(Reuters) – Russia and Ukraine have accused each other of planning to blow up the Kakhovka hydro-electric dam on the Dnipro River, a step that would unleash a devastating flood across a large area of southern Ukraine.
What is the Kakhovka dam, is it about to be blown and what would such a step mean?
SIGNIFICANCE OF THE DAM
* The dam, 30 metres (yards) tall and 3.2 km (2 miles) long, was built in 1956 on the Dnipro river as part of the Kakhovka hydroelectric power plant.
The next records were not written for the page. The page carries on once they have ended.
PR #695, opened 2026-01-22
fast leader handover: sad leader handover test

ksn6:
We introduce a local cluster test that verifies that fast leader handover works; in particular, the sad case path.

Note that the other Alpenglow tests implicitly check the happy case - in a future PR, we'll explicitly test for this.

### DIFF
--- a/votor-messages/Cargo.toml
+++ b/votor-messages/Cargo.toml
@@ -16,10 +16,7 @@ frozen-abi = [
     "dep:solana-frozen-abi-macro",
     "solana-hash/frozen-abi",
 ]
-dev-context-only-utils = [
-    "dep:bincode",
-    "dep:solana-keypair",
-]
+dev-context-only-utils = ["dep:bincode", "dep:solana-keypair"]
 
 [dependencies]
 agave-feature-set = { workspace = true }


local-cluster/tests/local_cluster.rs
```diff
@@ -8002,3 +8002,285 @@ fn test_alpenglow_add_missing_parent_ready() {
...
+    let mut validator_config = ValidatorConfig::default_for_test();
+    validator_config.fixed_leader_schedule = Some(leader_schedule);
+    validator_config.voting_service_test_override = Some(VotingServiceOverride {
+        additional_listeners: vec![vote_listener_socket.local_addr().unwrap()],
+        alpenglow_port_override: AlpenglowPortOverride::default(),
+    });
+
+    let mut validator_configs = make_identical_validator_configs(&validator_config, NUM_NODES);
+    for (i, config) in validator_configs.iter_mut().enumerate() {
+        config.sad_leader_handover_counter = Some(flh_counters[i].clone());
```
AshwinSekar: what is the purpose of this counter? it seems unused and I don't think we need to expose this info in the first place

ksn6: Not ready for review yet; code's still a bit messy as well.

local-cluster/tests/local_cluster.rs
```diff
@@ -8002,3 +8010,350 @@ fn test_alpenglow_add_missing_parent_ready() {
...
+            }
+            false
+        }
+    }
+
+    let vote_listener_thread = std::thread::spawn({
+        let connection_cache = cluster.connection_cache.clone();
+
+        move || {
+            let mut state = SadPathState::new();
```
ksn6, line 8285: To understand control flow more easily, start reading from this line moving forwards. Double-click into the relevant parts of `SadPathState` as you continue reading.

votor/src/consensus_metrics.rs
```diff
@@ -298,7 +298,6 @@ impl ConsensusMetrics {
 
     /// This function can be called if there is a new [`Epoch`] and it will carry out end of epoch reporting.
     fn maybe_new_epoch(&mut self, epoch: Epoch) {
-        assert!(epoch >= self.current_epoch);
```
ksn6, line 301: This invariant is incorrect, since replay can play blocks out of order; near an epoch boundary, this assert triggers.

We're rewriting `consensus_metrics.rs` here to fix this: https://github.com/anza-xyz/alpenglow/pull/698. For now, removing this assert allows tests to pass.

local-cluster/tests/local_cluster.rs
```diff
@@ -6536,6 +6536,14 @@ fn broadcast_vote(
     }
 }
 
+fn sign_and_construct_vote(vote: Vote, keypair: &Keypair, rank: u16) -> ConsensusMessage {
```
AshwinSekar: can we make this a DCOU fn in votor-messages instead?

local-cluster/tests/local_cluster.rs
```diff
@@ -8002,3 +8010,350 @@ fn test_alpenglow_add_missing_parent_ready() {
...
+/// - At the last slot of each leader's rotation (slot % 4 == 3), test injects delayed
+///   skip votes from nodes 2 and 3
+/// - The delay ensures the next leader initially starts with OptimisticParent pointing
+///   to the current slot's block
+/// - When skip votes arrive, slot S gets skipped, causing the next leader at slot S+1
+///   to (hopefully) enter the "sad path" - their optimistic parent doesn't match
+///   finalized parent
+/// - Leader must wait for finalization before producing blocks
+///
+/// ## Phase 3: Observe Liveness (slots 40+)
```
AshwinSekar, line 8035: just a suggestion to reduce LoC

you could remove the explicit phase 3, and just start the the spy and then `cluster_tests::check_for_new_roots(64, ...` (passing just the alive nodes `ContactInfo`). 

if you share the `finalized_sad_path_slots` from the spy thread then after `check_for_new_roots` has completed you can assert that there's at least enough finalized sad path slots.

PR #698, opened 2026-01-24
feat: rewrite consensus metrics to not assume epoch monotonicity

ksn6:
`consensus_metrics.rs` is currently written incorrectly.

We can't assume the invariant that `maybe_new_epoch` is invoked with a monotonically non-decreasing `epoch`, given that blocks from different forks may play out of order during replay.

To rectify, this PR introduces a map from epoch to metrics + updates the appropriate structure upon receiving a block.

When it comes to metrics emission, suppose that slot `S` is the highest possible slot in some epoch called `S.epoch`. We emit "end of epoch" metrics for `S.epoch` at the earlier of:
  - We have a finalized slot in the following epoch, `S.epoch + 1`
  - If `S` finalizes (if `S` doesn't finalize, then default to (1)).

### DIFF
--- a/votor/src/consensus_metrics.rs
+++ b/votor/src/consensus_metrics.rs
@@ -7,7 +7,7 @@ use {
     solana_pubkey::Pubkey,
     solana_votor_messages::vote::Vote,
     std::{
-        collections::{BTreeMap, HashSet},
+        collections::{BTreeMap, BTreeSet},
         sync::{
             atomic::{AtomicBool, Ordering},
             Arc,
@@ -151,7 +151,7 @@ pub struct ConsensusMetrics {
     epoch_metrics: BTreeMap<Epoch, EpochMetrics>,
 
     /// Epochs that have already been emitted (to prevent duplicate emissions).
-    emitted_epochs: HashSet<Epoch>,
+    emitted_epochs: BTreeSet<Epoch>,
 
     /// The highest finalized slot we've seen.
     highest_finalized_slot: Option<Slot>,
@@ -167,7 +167,7 @@ impl ConsensusMetrics {
     fn new(epoch_schedule: EpochSchedule, receiver: ConsensusMetricsEventReceiver) -> Self {
         Self {
             epoch_metrics: BTreeMap::default(),
-            emitted_epochs: HashSet::default(),
+            emitted_epochs: BTreeSet::default(),
             highest_finalized_slot: None,
             epoch_schedule,
             receiver,
@@ -290,25 +290,6 @@ impl ConsensusMetrics {
         self.maybe_emit_completed_epochs();
     }
 
-    /// Returns true if metrics for `epoch` should be emitted.
-    fn should_emit_epoch(
-        &self,
-        epoch: Epoch,
-        finalized_epoch: Epoch,
-        highest_finalized: Slot,
-    ) -> bool {
-        if self.emitted_epochs.contains(&epoch) {
-            return false;
-        }
-        // Emit if finalized slot is in a later epoch
-        if finalized_epoch > epoch {
-            return true;
-        }
-        // Emit if the last slot in epoch is finalized
-        let last_slot = self.epoch_schedule.get_last_slot_in_epoch(epoch);
-        highest_finalized >= last_slot
-    }
-
     /// Checks if any epochs are ready to be emitted and emits them.
     fn maybe_emit_completed_epochs(&mut self) {
         let Some(highest_finalized) = self.highest_finalized_slot else {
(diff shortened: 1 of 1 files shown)


votor/src/consensus_metrics.rs
```diff
@@ -236,15 +266,71 @@ impl ConsensusMetrics {
...
+        if self.emitted_epochs.contains(&epoch) {
+            return false;
+        }
+        // Emit if finalized slot is in a later epoch
+        if finalized_epoch > epoch {
+            return true;
+        }
+        // Emit if the last slot in epoch is finalized
+        let last_slot = self.epoch_schedule.get_last_slot_in_epoch(epoch);
+        highest_finalized >= last_slot
```
AshwinSekar: Why do we need this condition here? It seems just having the condition above `finalized_epoch > epoch` should be fine for reporting?

And I guess a broader question, why did we change reporting to happen on finalization rather than when the `Block` event is emitted for a slot in the new epoch?

ksn6: > Why do we need this condition here? It seems just having the condition above finalized_epoch > epoch should be fine for reporting?

Perhaps overkill, though this often gets us end-of-epoch metrics 1 slot faster - if we detect that the last slot of an epoch has been finalized, we can immediately emit epoch statistics.

> And I guess a broader question, why did we change reporting to happen on finalization rather than when the `Block` event is emitted for a slot in the new epoch?

Ideally, we emit epoch statistics precisely once per epoch. My thinking here is that as soon as we observe a slot in epoch E that has been finalized, we have enough information to disseminate epoch statistics for epoch E - 1 (alternatively, the last slot in E - 1 has been finalized). Simply observing a block event in epoch E isn't sufficient to decide that we may emit epoch statistics, given that blocks can play out of order.

votor/src/consensus_metrics.rs
```diff
@@ -285,23 +372,155 @@ impl ConsensusMetrics {
...
                 i64
             ),
         );
+    }
+
+    /// Cleans up old epoch data to prevent unbounded memory growth.
+    fn cleanup_old_epochs(&mut self, finalized_epoch: Epoch) {
+        let cutoff_epoch = finalized_epoch.saturating_sub(EPOCHS_TO_RETAIN);
+        self.epoch_metrics.retain(|&epoch, _| epoch >= cutoff_epoch);
+        self.emitted_epochs.retain(|&epoch| epoch >= cutoff_epoch);
```
akhi3030: nit: we should only ever have 2 epochs here so doesn't really matter.  Still `split_off` would be more efficient here.  But to use `split_off` in `emitted_epoch`, that will have to be changed to a BTreeSet.

votor/src/consensus_metrics.rs
```diff
@@ -236,15 +266,71 @@ impl ConsensusMetrics {
...
+            .epoch_metrics
+            .keys()
+            .filter(|&&epoch| self.should_emit_epoch(epoch, finalized_epoch, highest_finalized))
+            .copied()
+            .collect();
+
+        for epoch in epochs_to_emit {
+            self.emit_epoch_metrics(epoch);
+            self.emitted_epochs.insert(epoch);
+        }
```
akhi3030:
```suggestion
        for &epoch in self.epoch_metrics.keys() {
            if self.should_emit_epoch(epoch, finalized_epoch, highest_finalized) {
                self.emit_epoch_metrics(epoch);
                self.emitted_epochs.insert(epoch);
            }
        }
```

I think this does the same thing.  It is fewer lines of code and it does not allocate new Vecs.

votor/src/consensus_metrics.rs
```diff
@@ -236,15 +266,71 @@ impl ConsensusMetrics {
...
-        for (addr, metrics) in &self.node_metrics {
+    /// Handles a slot finalization event.
+    fn handle_slot_finalized(&mut self, finalized_slot: Slot) {
+        let current = self.highest_finalized_slot.unwrap_or(0);
+        self.highest_finalized_slot = Some(current.max(finalized_slot));
+        self.maybe_emit_completed_epochs();
+    }
+
+    /// Returns true if metrics for `epoch` should be emitted.
+    fn should_emit_epoch(
```
akhi3030: wouldn't it be cleaner if this function computed finalized_epoch and highest_finalized itself instead of the caller passing it in.  It seems like the info can be computed from `self`.

votor/src/consensus_metrics.rs
akhi3030: These are epoch level metrics and reporting them one slot earlier probably doesn't buy us very much.  I would rather keep the logic simpler and delay the reporting.

But I absolutely agree that we should report when blocks are finalized rather when the `Block` events happen.

votor/src/consensus_metrics.rs
```diff
@@ -236,15 +266,71 @@ impl ConsensusMetrics {
...
+        }
+
+        self.cleanup_old_epochs(finalized_epoch);
+    }
+
+    /// Emits metrics for the given epoch.
+    fn emit_epoch_metrics(&self, epoch: Epoch) {
+        let Some(epoch_metrics) = self.epoch_metrics.get(&epoch) else {
+            return;
+        };
```
akhi3030:
```suggestion
    fn emit_epoch_metrics(&self, epoch: Epoch, epoch_metrics:&EpochMetrics) {
```

nit: the caller is already performing a lookup in the map (currently using `keys()`).  The caller could be updated to look up the metrics as well and pass that in.  This way, we won't need to do two lookups in the map and we save some lines of code.

votor/src/votor.rs
```diff
@@ -235,7 +235,7 @@ impl Votor {
             root_context,
         };
 
-        let root_epoch = sharable_banks.root().epoch();
+        let epoch_schedule = sharable_banks.root().epoch_schedule().clone();
```
akhi3030, line 245: I don't remember seeing any code so far where we were able to copy the epoch schedule out of the bank.  I guess I assumed that it is possible that the epoch schedule can change in future banks (and that is why it is stored in banks).  In other words, just want to make sure that this is indeed safe and would the metrics container need access to sharable_banks instead?

akhi3030 (commented):
Thanks for catching this problem and for the fix.  Generally looks good a few small comments though.

votor/src/consensus_metrics.rs
ksn6: Cool - let's go with simplifying the logic.

votor/src/consensus_metrics.rs
ksn6: we can entirely get rid of this function, it turns out

votor/src/votor.rs
ksn6: This should be safe - `bank.rs` sets its epoch schedule by cloning from `GenesisConfig` while children build their epoch schedules by cloning from their respective parents.

PR #699, opened 2026-01-26
consensus metrics: avoid `Histogram` in favor of Welford stats

ksn6:
We aim to capture running first and second order statistics of a number of values in consensus metrics. `consensus_metrics.rs` uses `Histogram`, which:

- Unnecessarily approximates mean and standard deviation calculations
- Introduces an extra dependency

We replace `Histogram` with `welford_stats.rs`, which calculates online means and standard deviations within machine precision (i.e., no approximation), paying attention to numerical stability.


votor/src/welford_stats.rs
```diff
@@ -0,0 +1,135 @@
+use num_traits::NumCast;
+
+/// Welford's online algorithm for computing running mean, variance, and standard deviation.
+#[derive(Debug, Clone, Default)]
+pub(crate) struct WelfordStats {
```
akhi3030, line 5: I think we should name structs after the "what" they are providing and not how they are providing it.  So that if we end up changing the underlying mechanism of how we are providing it, it does not make the name confusing.  Maybe call this `Stats`?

* It holds an 18 km3 reservoir which also supplies water to the Crimean peninsula, annexed by Russia in 2014, and to the Zaporizhzhia nuclear plant, which is also under Russian control.
* The volume of water in the reservoir is about equal to the Great Salt Lake in the U.S. state of Utah.
* Blowing the Soviet-era dam, which is controlled by Russia, would unleash a wall of devastating floodwater across much of the Kherson region which Russia last month proclaimed as annexed in the face of a Ukrainian advance.
* Destroying the Kakhovka hydro-electric power plant would also add to Ukraine’s energy woes after weeks of Russian missile strikes aimed at generation and grid facilities which Kyiv said have damaged a third of its country-wide power network.
ALLEGATIONS
* Ukrainian President Volodymyr Zelenskiy said on Thursday that Russia had mined the dam and was preparing to blow it, a step he compared to the use of weapons of mass destruction.
“I informed the Europeans today, during the meeting of the European Council, about the next terrorist attack, which Russia is preparing for at the Kakhovka hydroelectric power plant,” he said. “Destroying the dam would mean a large-scale disaster.”
Blowing the dam, he said, would also destroy the water supply to Crimea and thus show that Russia had accepted that it could not hold onto the peninsula.
* Sergei Surovikin, the commander of Russian forces in Ukraine, said on Tuesday he had information that Ukrainian forces were preparing a massive strike on the dam and had already used U.S.-supplied HIMARS missiles against it. The result of a major strike, he said, could be a disaster.